Cache-Conscious Coallocation of Hot Data Streams

  • Trishul Chilimbi ,
  • Ran Shaham

Programming Languages Design and Implementation '06 (PLDI) |

Published by ACM SIGPLAN

Publication

The memory system performance of many programs can be improved by coallocating contemporaneously accessed heap objects in the same cache block. We present a novel profile-based analysis for producing such a layout. The analysis achieves cacheconscious coallocation of a hot data stream H (i.e., a regular data access pattern that frequently repeats) by isolating and combining allocation sites of object instances that appear in H such that intervening allocations coming from other sites are separated. The coallocation solution produced by the analysis is enforced by an automatic tool, cminstr, that redirects a program’s heap allocations to a run-time coallocation library comalloc. We also extend the analysis to coallocation at object field granularity. The resulting field coallocation solution generalizes common data restructuring techniques, such as field reordering, object splitting, and object merging, and allows their combination.
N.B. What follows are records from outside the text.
PR #196, opened 2022-07-14
fix typos and upstream library.sh changes

upodroid:
Part of https://github.com/knative/infra/issues/134

I'm putting this in a separate branch so the changes can be synced by knobots and avoid shipping this to other repos via go module.

Will merge this to main once all repos have been fixed.

/cc @kvmware @evankanderson

### DIFF
--- a/library.sh
+++ b/library.sh
@@ -632,31 +632,13 @@ function go_update_deps() {
     fi
   fi
 
-  group "Go mod tidy and vendor"
+  group "Go mod tidy"
 
   # Prune modules.
   local orig_pipefail_opt=$(shopt -p -o pipefail)
   set -o pipefail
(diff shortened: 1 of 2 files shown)


library.sh
```diff
@@ -632,31 +632,13 @@ function go_update_deps() {
...
-    -o -name "BUILD.bazel" \
-    -o -name "*_test.go" \) -exec rm -f {} +
-
-  export GOFLAGS=-mod=vendor
-
-  group "Updating licenses"
-  update_licenses third_party/VENDOR-LICENSE "./..."
-
-  group "Removing broken symlinks"
-  remove_broken_symlinks ./vendor
```
cardil, line 659: I think this is still needed, as not all repos are vendorless.

PR #198, opened 2022-07-18
Start Signing our Releases

upodroid:
This PR enables signing our releases.

Initially, I will enroll nighly jobs for net-certmanager(images) and kn-plugin-admin(binaries) to test signing images and binaries. Once we are happy, we can look at a wider rollout.

I need to modify the nightly prowjobs to add the flag `--signing-key=projects/knative-nightly/locations/global/keyRings/cosign/cryptoKeys/cosign` to the release.sh script

/cc @kvmware @cardil @evankanderson


evankanderson:
I presume you mean "the combination of those repos covers both binaries and images+manifests patterns" -- each one is one pattern; I'm not sure we have a repo which does both styles of release.

release.sh
```diff
@@ -301,6 +302,31 @@ function build_from_source() {
   if [[ $? -ne 0 ]]; then
     abort "error building the release"
   fi
+  sign_release
+  # Do not use `||` above or any error will be swallowed.
```
evankanderson, line 306: Why use this pattern and not:

```
sign_release || abort "error signing the release"
```

?

release.sh
```diff
@@ -301,6 +302,31 @@ function build_from_source() {
...
+  fi
+}
+
+# Build a release from source.
+function sign_release() {
+  ## Sign the images with cosign
+  ## For now, check if ko has created imagerefs.txt file. In the future, missing image refs will break
+  ## the release for all jobs that publish images.
+  if [[ -f "imagerefs.txt"  && -z ${SIGNING_KEY} ]]; then
+      echo "Signing Images with the key ${SIGNING_KEY}"
```
evankanderson, line 318: It looks like this means we'll be signing the images but not the manifests that reference the images. Should we be signing those as well?

upodroid:
That is right. Updating PR body.

release.sh
```diff
@@ -301,6 +302,31 @@ function build_from_source() {
...
+      COSIGN_EXPERIMENTAL=1 cosign sign $(cat image.refs) --key gcpkms://"${SIGNING_KEY}"
```
evankanderson, line 319: Where does this output go / get stored?

I see the next output being redirected to a file and saved.

evankanderson: Is `image.refs` supposed to be the same string as `imagerefs.txt`?

evankanderson (commented):
Who has access to the signing keys? How are they published / curated?

release.sh
upodroid: Running `cosign sign` signs the image and pushes it to the registry.



> Is `image.refs` supposed to be the same string as `imagerefs.txt`?

Yup, typo.

release.sh
upodroid: Copied previous approach.

upodroid:
> Who has access to the signing keys? How are they published / curated?

The private key is stored on GCP KMS and access is restricted to specific principals.

https://github.com/knative/test-infra/blob/main/infra/gcp/nightly/cosign.tf

All operations will be logged by Google.

release.sh
upodroid: I don't think it is needed. Endusers are most like going to do something like this: https://kyverno.io/docs/writing-policies/verify-images/ so only the image should be signed for now.

release.sh
upodroid: Fixed

release.sh
puerco: I agree but in the kubernetes images, we chose to sign everything that gets tagged. We sign the index as there are situations (say in a multiarch cluster) where you may choose to do the verification on the index instead of a single image. Another reason is that at some point, you may want to attach sboms to the images so it makes sense to have the index signed to validate the index sbom too.

(Hint `cosign sign --recursive` is your friend here)

release.sh
```diff
@@ -301,6 +302,27 @@ function build_from_source() {
...
+}
+
+# Build a release from source.
+function sign_release() {
+  ## Sign the images with cosign
+  ## For now, check if ko has created imagerefs.txt file. In the future, missing image refs will break
+  ## the release for all jobs that publish images.
+  if [[ -f "imagerefs.txt"  && -z ${SIGNING_KEY} ]]; then
+      echo "Signing Images with the key ${SIGNING_KEY}"
+      COSIGN_EXPERIMENTAL=1 cosign sign $(cat imagerefs.txt) --key gcpkms://"${SIGNING_KEY}"
```
puerco, line 315: OK, let me do an argument here.

Of course, signing with any KMS works but I would strongly suggest moving towards keyless signing now instead of switching later. The main reason here is that you are effectively buying the project a key management problem it does not really need.

Each release will now require to have its own keys published with the artifacts (as you are doing it now by copying it to the bucket), and while this would not be that bad 10 years ago but now we have a lot of automated tooling everywhere verifying signatures which expect to find the certificate attached to the image. 

You can use the key file or the cloud kms to verify the images, but most consumers will go via the automated route and it will simply not work for them. The kyverno policy at the top of the doc you linked above is a good example: You could potentially need one such policy listing each release if you rotate the keys with regularity (which you should). Compare that with the [keyless policy in the same doc](https://kyverno.io/docs/writing-policies/verify-images/#keyless-signing-and-verification), it is a single one to verify all releases.

So tldr, keyless should be straightforward to implement and saves the project and its users some problems now but a ton in the future.

puerco (commented):
Based on the experience and discussions we've had implementing signing for the kubernetes org, I have two comments on the current approach :point_down:

release.sh
upodroid: Thanks for the comments, i'll go ahead with Keyless signing.

Infra is being created at https://github.com/knative/test-infra/pull/3516

kvmware:
LGTM

puerco:
This is great @upodroid, in the long run it will be much easier for consumers of the images. Since we're on the topic of signing what are you thinking about signing the rest of the release artifacts?

upodroid:
A few repos ship binaries such as https://github.com/knative/client and https://github.com/knative-sandbox/kn-plugin-func/releases. For those, I'll be signing the checksums that are generated, the logic is in the PR. Something like https://goreleaser.com/install/#binaries

I still have the CNCF wide problem around code signing and apple notary that was talked about at this week's SIG Release meeting.

upodroid:
This is ready. Complete run is available at https://github.com/knative-sandbox/net-certmanager/pull/440

upodroid:
/hold cancel

thanks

Furthermore, it provides insight into object restructuring by breaking down the coallocation benefit on a per-technique basis, which provides the opportunity to pick the “sweet spot” for each program. Experimental results using a set of memory-performance-limited benchmarks, including a few SPECInt2000 programs, and Microsoft VisualFoxPro, indicate that programs possess significant coallocation opportunities. Automatic object coallocation improves execution time by 13% on average in the presence of hardware prefetching. Hand-implemented field coallocation solutions for two of the benchmarks produced additional improvements (12% and 22%) but the effort involved suggests implementing an automated version for type-safe languages, such as Java and C#.